%%
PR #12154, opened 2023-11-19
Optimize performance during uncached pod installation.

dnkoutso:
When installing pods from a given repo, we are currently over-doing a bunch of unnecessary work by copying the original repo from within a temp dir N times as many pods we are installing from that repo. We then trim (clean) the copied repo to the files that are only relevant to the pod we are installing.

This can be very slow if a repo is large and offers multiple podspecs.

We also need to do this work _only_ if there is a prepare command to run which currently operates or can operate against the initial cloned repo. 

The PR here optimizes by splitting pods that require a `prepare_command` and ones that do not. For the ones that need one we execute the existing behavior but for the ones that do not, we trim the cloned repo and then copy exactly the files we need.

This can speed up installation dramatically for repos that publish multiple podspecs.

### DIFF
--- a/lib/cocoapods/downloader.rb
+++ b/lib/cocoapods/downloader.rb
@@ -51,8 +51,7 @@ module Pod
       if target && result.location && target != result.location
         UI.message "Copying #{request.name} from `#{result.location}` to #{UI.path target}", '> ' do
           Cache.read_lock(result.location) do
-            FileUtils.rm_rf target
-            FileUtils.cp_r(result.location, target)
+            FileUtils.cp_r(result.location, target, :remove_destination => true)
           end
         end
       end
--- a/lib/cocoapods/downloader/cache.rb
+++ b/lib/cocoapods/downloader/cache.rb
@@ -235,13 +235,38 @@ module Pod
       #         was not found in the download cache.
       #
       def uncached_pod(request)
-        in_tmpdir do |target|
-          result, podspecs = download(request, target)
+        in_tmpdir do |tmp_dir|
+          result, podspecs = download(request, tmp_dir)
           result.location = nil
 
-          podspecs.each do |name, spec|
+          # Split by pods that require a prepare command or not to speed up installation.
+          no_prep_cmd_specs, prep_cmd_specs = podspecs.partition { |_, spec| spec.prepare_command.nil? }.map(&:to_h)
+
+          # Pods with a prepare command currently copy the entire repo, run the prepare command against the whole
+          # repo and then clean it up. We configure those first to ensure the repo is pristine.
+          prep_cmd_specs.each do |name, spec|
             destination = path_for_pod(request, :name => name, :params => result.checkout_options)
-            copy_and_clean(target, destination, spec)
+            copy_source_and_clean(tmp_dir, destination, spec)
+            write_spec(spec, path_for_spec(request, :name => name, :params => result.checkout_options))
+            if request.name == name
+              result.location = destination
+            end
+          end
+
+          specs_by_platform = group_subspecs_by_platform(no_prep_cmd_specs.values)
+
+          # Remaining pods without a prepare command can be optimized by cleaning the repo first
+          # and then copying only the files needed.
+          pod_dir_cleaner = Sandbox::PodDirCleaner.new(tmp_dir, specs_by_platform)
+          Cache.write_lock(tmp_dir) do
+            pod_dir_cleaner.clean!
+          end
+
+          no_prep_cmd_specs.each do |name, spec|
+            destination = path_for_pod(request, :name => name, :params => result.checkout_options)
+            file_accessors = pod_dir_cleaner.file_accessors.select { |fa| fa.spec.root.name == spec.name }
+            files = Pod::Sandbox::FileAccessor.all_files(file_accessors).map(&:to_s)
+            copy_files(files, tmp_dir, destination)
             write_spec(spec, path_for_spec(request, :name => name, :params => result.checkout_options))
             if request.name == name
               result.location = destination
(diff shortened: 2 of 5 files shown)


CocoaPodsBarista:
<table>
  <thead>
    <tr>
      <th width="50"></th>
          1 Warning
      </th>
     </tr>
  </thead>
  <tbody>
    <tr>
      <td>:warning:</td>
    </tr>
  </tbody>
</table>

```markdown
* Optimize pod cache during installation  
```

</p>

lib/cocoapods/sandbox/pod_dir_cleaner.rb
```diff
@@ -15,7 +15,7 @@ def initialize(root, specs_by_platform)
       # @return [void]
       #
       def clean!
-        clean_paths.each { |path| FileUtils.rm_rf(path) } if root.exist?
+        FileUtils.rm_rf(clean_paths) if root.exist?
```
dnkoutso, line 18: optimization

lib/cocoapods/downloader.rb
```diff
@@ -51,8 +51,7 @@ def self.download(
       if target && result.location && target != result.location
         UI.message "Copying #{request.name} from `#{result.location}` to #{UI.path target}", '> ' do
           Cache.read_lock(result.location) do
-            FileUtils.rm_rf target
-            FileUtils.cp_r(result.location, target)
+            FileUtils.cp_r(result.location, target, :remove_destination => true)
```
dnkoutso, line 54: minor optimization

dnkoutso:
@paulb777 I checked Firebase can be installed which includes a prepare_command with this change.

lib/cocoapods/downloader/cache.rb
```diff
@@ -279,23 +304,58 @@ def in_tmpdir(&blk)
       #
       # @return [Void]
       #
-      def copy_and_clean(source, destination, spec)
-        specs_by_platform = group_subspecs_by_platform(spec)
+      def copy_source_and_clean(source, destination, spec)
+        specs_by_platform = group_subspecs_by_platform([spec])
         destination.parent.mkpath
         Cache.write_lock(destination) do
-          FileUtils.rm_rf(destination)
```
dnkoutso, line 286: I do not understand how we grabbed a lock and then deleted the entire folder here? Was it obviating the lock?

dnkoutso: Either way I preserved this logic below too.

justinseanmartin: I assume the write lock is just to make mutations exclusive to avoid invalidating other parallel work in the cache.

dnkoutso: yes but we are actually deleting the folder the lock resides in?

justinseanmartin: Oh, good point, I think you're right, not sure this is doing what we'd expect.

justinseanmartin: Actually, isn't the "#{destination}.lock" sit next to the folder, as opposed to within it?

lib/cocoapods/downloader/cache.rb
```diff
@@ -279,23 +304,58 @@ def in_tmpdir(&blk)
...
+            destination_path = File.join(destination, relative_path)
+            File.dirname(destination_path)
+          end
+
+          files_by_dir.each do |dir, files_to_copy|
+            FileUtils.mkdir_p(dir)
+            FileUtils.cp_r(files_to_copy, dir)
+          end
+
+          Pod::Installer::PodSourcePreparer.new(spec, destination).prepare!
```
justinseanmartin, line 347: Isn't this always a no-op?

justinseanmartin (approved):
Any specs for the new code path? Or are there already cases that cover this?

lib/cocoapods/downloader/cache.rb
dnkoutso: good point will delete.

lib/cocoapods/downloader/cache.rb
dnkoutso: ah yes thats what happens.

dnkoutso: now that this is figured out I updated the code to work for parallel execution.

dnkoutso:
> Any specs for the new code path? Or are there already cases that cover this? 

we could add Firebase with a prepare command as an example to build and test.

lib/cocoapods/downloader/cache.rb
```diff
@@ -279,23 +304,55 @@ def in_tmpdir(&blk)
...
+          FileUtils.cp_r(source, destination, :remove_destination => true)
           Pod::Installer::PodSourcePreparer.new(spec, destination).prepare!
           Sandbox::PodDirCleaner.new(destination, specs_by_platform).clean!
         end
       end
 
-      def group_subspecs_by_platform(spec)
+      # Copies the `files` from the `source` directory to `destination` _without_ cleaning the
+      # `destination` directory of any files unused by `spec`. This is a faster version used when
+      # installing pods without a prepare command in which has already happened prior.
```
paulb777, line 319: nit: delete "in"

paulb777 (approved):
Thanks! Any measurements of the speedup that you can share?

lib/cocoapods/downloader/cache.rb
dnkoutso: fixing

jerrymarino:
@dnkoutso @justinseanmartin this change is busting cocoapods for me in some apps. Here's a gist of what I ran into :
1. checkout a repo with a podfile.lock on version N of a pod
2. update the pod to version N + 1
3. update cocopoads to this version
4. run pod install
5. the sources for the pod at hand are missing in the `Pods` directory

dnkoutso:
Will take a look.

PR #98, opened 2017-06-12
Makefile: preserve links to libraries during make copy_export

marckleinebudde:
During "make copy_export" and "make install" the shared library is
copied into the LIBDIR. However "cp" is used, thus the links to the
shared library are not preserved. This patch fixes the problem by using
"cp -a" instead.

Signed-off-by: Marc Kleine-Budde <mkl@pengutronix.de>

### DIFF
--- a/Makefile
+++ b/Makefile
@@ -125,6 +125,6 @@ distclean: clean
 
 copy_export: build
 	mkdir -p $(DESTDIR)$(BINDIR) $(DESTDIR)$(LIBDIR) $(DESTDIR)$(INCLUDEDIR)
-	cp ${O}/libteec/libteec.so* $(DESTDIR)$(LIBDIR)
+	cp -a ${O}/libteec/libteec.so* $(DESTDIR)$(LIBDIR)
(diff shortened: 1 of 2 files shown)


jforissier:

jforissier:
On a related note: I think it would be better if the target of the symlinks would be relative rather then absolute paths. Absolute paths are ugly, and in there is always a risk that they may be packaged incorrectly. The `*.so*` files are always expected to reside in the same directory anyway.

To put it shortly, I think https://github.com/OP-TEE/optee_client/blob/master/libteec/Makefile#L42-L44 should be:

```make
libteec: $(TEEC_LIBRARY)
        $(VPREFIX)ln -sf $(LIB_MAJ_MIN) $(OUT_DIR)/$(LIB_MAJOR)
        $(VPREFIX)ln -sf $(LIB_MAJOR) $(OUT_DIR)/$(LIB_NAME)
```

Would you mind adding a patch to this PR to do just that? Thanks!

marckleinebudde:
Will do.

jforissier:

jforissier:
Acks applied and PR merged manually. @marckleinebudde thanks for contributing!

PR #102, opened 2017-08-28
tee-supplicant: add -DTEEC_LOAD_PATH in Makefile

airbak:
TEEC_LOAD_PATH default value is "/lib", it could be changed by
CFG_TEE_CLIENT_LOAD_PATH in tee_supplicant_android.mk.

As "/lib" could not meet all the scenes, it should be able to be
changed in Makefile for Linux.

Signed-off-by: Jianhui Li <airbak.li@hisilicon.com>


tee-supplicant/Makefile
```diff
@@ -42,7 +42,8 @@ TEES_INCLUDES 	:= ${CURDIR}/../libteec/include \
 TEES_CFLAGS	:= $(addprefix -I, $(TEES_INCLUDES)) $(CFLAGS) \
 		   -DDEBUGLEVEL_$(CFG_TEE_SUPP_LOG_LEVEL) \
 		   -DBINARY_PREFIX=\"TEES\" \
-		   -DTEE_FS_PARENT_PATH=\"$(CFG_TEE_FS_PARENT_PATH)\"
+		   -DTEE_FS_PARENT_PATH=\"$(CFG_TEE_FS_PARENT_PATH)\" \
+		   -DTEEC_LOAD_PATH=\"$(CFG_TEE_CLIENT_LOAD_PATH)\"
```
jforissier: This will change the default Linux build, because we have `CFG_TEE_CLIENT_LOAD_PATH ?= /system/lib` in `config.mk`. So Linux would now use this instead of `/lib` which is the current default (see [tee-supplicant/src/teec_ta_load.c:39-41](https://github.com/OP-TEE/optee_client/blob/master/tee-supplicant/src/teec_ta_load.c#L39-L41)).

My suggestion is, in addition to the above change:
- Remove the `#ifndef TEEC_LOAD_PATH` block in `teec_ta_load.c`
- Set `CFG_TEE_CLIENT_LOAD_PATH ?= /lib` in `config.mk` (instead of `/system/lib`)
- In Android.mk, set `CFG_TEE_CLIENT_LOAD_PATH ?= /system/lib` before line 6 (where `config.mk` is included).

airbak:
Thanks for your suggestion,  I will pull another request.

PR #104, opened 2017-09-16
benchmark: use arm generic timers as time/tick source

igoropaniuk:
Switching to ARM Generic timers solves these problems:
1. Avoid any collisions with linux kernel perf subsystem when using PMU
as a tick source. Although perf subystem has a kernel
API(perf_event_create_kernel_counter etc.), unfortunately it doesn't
%%
#### Work task:
Copy out each line of the data containing the string "what".

#### Response below:
justinseanmartin: Oh, good point, I think you're right, not sure this is doing what we'd expect.
dnkoutso: ah yes thats what happens.
@dnkoutso @justinseanmartin this change is busting cocoapods for me in some apps. Here's a gist of what I ran into :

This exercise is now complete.